A Polish company says it has made a major step forward in building humanoid robots that move and act more like humans. Instead of relying on electric motors and rigid frames, Clone Robotics uses artificial muscles powered by pressurised fluid.
The company, co-founded by engineer Dhanush Radhakrishnan, has already revealed several lifelike prototypes, including Protoclone V1 and a full-body android named Clone Alpha. A third model, Neoclone, is currently in development.
Radhakrishnan says the aim is not to make incremental improvements to existing machines, but to create androids that can perform the same wide range of movements as humans, from opening heavy doors to slicing fruit.
Why start with the hand?
The team began their work by designing a robotic hand. Radhakrishnan explained that the hand is the body’s most complex part, with more degrees of freedom than any other. Developing it forced engineers to solve some of the toughest design challenges early on.

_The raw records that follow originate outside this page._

Issue #1142, opened 2024-11-04
`services.aerospace.settings.on-window-detected` has the wrong type


Sabinu:
https://github.com/LnL7/nix-darwin/blob/189d2d422c773fa065cc9c72e6806f007ebb9be0/modules/services/aerospace/default.nix#L73

https://nikitabobko.github.io/AeroSpace/guide#on-window-detected-callback

it is not a list of strings; it is a set with atributes: { x = 1; y = 2; }

Enzime:
Could you make a PR?

teelahti:
Similarly, [workspace-to-monitor-force-assignment](https://nikitabobko.github.io/AeroSpace/guide#assign-workspaces-to-monitors) does not work even with the default configuration sample when inside services.aerospace.settings block. Nix complains about the data type:

```text
error: syntax error, unexpected INT_LIT
at /nix/store/2ya55va8svjxbz5hrr5c17iykwgaf2a2-source/nix/hosts/mbp/default.nix:157:7:
   156|     workspace-to-monitor-force-assignment = {
   157|       1 = "1";
```

If I had to guess, this needs to be raised to be a property of its own, with correct data types.

dbozbay:
Has anyone managed to get parse into `services.aerospace.settings.on-window-detected` correctly? It's the one setting I can't figure out. Would love to completely ditch Aerospace via Homebrew + config.file and migrate to services.aerospace, but this is holding me back.

thuvasooriya:
> Has anyone managed to parse into `services.aerospace.settings.on-window-detected` successfully? I can't figure out. Would love to completely ditch Aerospace via Homebrew +` aerospace.toml` and migrate to `services.aerospace` completely, but this is holding me back.

https://github.com/LnL7/nix-darwin/pull/1168
this one fixes the issue by allowing multiple types, not sure if it's the nix way to do things, but it works for now. I think they haven't gotten around to merging it yet

blindFS:
Unrelated question, I have a long aerospace.toml file, is it possible to load it as `services.aerospace.settings` ?
let expression seems not allowed in flake.nix.

blindFS:
> > I have a long aerospace.toml file, is it possible to load it as `services.aerospace.settings` ?
> 
> I'm not sure if this is what you are asking, you can import a toml like this
> 
> ```
>   services.aerospace = {
>     enable = true;
>     settings = pkgs.lib.importTOML ../../config/aerospace.toml;
>   };
> ```

[...]

PR #1168, opened 2024-11-14
aerospace: fix on-window-detected

talhaHavadar:
This fixes the issue #1142 

I am not proficient in nix so I tried to create a sort generic type, it might be too broad in this case but this fixes the Aerospace crash issue due to incorrect typing.


jnsgruk:
Would be nice to land this! Is there anything I can do to help?

talhaHavadar:
actually had no idea how to speed things up, this is my first time contributing this repo.

NikolayGalkin (approved):

modules/services/aerospace/default.nix
```diff
@@ -71,9 +85,17 @@ in
               description = "Default orientation for the root container.";
             };
             on-window-detected = lib.mkOption {
-              type = listOf str;
+              type = listOf (attrsOf (either callbackConf (listOf callbackConf)));
```
Enzime, line 88: I think it would be better with `types.listOf (types.attrsOf types.anything)`

Ideally we would be able to type this better, but I'm not familiar with Aerospace

Enzime (changes requested):

modules/services/aerospace/default.nix
talhaHavadar: I think this is cleaner indeed :) just pushed the changes

z0al:
fyi, this PR is older but https://github.com/LnL7/nix-darwin/pull/1168 is more complete

z0al:
@talhaHavadar my bad. I linked the wrong pr by mistake 😓 . Here is the correct pr https://github.com/LnL7/nix-darwin/pull/1208

talhaHavadar:
Closing this ticket since the fix landed with another PR

PR #1172, opened 2024-11-16
openssh: init module

Enzime:


modules/services/openssh.nix
```diff
@@ -0,0 +1,49 @@
...
+
+    services.openssh.useAppleServer = lib.mkOption {
+      type = lib.types.bool;
+      default = true;
+      example = false;
+      description = ''
+        Whether to use Apple's built-in OpenSSH server.
+      '';
+    };
+  };
```
emilazy, line 26: Honestly I think we can just drop this if it defaults to `true`, since nobody is ever going to set it to `false` until/unless it’s implemented, and I guess time has mellowed me into thinking it might be too annoying to force people to explicitly toggle it to use this :)

modules/services/openssh.nix
```diff
@@ -0,0 +1,49 @@
...
+        launchctl enable system/com.openssh.sshd
+        launchctl bootstrap system /System/Library/LaunchDaemons/ssh.plist
+      fi
+    '' else ''
+      if [[ "$(systemsetup -getremotelogin | sed 's/Remote Login: //')" == "On" ]]; then
+        launchctl bootout system/com.openssh.sshd
+        launchctl disable system/com.openssh.sshd
+      fi
+    '');
+  };
```
emilazy, line 48: The logic for when `cfg.enable` is false worries me a little, because it seems like you might think your SSH server is off and you’re totally protected, but there’s actually a race condition between boot and the activation scripts running where the server can be accessed?

Do we know if there are any meaningful differences between what this does and what `systemsetup -setremotelogin` does? It may be better to just require FDA for this module, as it would certainly solve the race condition.

Enzime: There shouldn't be a race condition because the SSH server is disabled and won't get loaded again on reboot

Enzime: Currently we're adding the text to the `launchd` activation script, which is not one of the activation scripts that runs on boot (`etcChecks`, `etc` and `keyboard`) (Unrelated tangent: we'll probably want `users.users.launchd.agents` to allow us to do user activation when they log in as it might have interactive prompts)

When you `bootout` and `disable` the SSH server, it won't get reenabled on reboot, I've tested this on a VM by manually going into the Sharing menu, enabling Remote Login, doing a `darwin-rebuild switch` with `services.openssh.enable = false;`, rebooting and checking that Remote Login is still disabled

emilazy: Ah, so it actually toggles the visible preference in System Settings when you do this? That’s good enough for me then. Strange that they have a back door like this, though; I wouldn’t be surprised if we have to move to the proper command in future.

emilazy (approved):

Within 18 months, Clone had built a hand capable of human-level dexterity. By designing artificial ligaments and muscle–tendon structures, they were then able to expand the concept to a full body in about a year.
Muscles instead of motors
At the core of Clone’s innovation is its use of artificial muscles. These “fluidic muscles” are based on the McKibben design, which mimics the way human skeletal muscles work. Each consists of an inner rubber tube wrapped in fabric. When the tube is filled with air or water, it contracts, pulling on artificial bones and creating movement.
Most humanoid robots today are powered by motors, which are heavy, expensive, and make joints rigid. By contrast, Clone’s muscle system is lighter, softer, and closer to human anatomy. It also makes the design process simpler: instead of engineering each joint from scratch, the team can copy directly from anatomy textbooks.
The “hydraulic heart”
Powering the muscles is a compact pump that the team calls a “hydraulic heart”. This circulates water through the system to make the muscles contract and relax. The design is closed-loop, meaning the same fluid keeps moving inside. If extra water is ever needed, the robot can simply be topped up, almost like drinking, Radhakrishnan says.
This system is not only more lifelike but could also prove cheaper to build and maintain than conventional robots, which require many motors, batteries and complex parts.
Cutting costs and speeding production
Clone Robotics believes its approach could dramatically reduce production costs. Traditional humanoid robots require hundreds of custom-made motors and electronics, which are time-consuming and expensive to assemble.
By replacing these with fluidic muscles and simplified designs, the company says robots can be produced faster and at lower cost. That could open the door to mass-market androids in the future, something that has so far remained firmly in the realm of science fiction.
Challenges ahead
Despite its progress, the company faces significant hurdles. One of the biggest is teaching the robots how to walk. Most motor-driven robots can be simulated relatively easily in computer programmes, which helps researchers test movements in virtual environments.
Clone’s fluidic muscle system is more complex and harder to model. The company is now working on creating accurate simulations, which it believes will be key to unlocking untethered walking.
Sensors and computing power are also critical. Clone uses advanced chips to control planning and movement, while sensors track position, torque and force. The company hopes eventually to add artificial skin that can “feel” pressure and texture, allowing robots to handle delicate objects with precision.
A vision from science fiction
For Radhakrishnan, building Clone Robotics is the fulfilment of a childhood dream inspired by early videos of Boston Dynamics’ robots. He imagined lifelike androids walking among humans, just like in science fiction films.
That vision has not yet materialised, but he believes the combination of artificial muscles and advances in artificial intelligence could make it a reality.
“Humans are the best blueprint we have,” he told interviewers. “If we can build androids that move like us, the possibilities are endless.”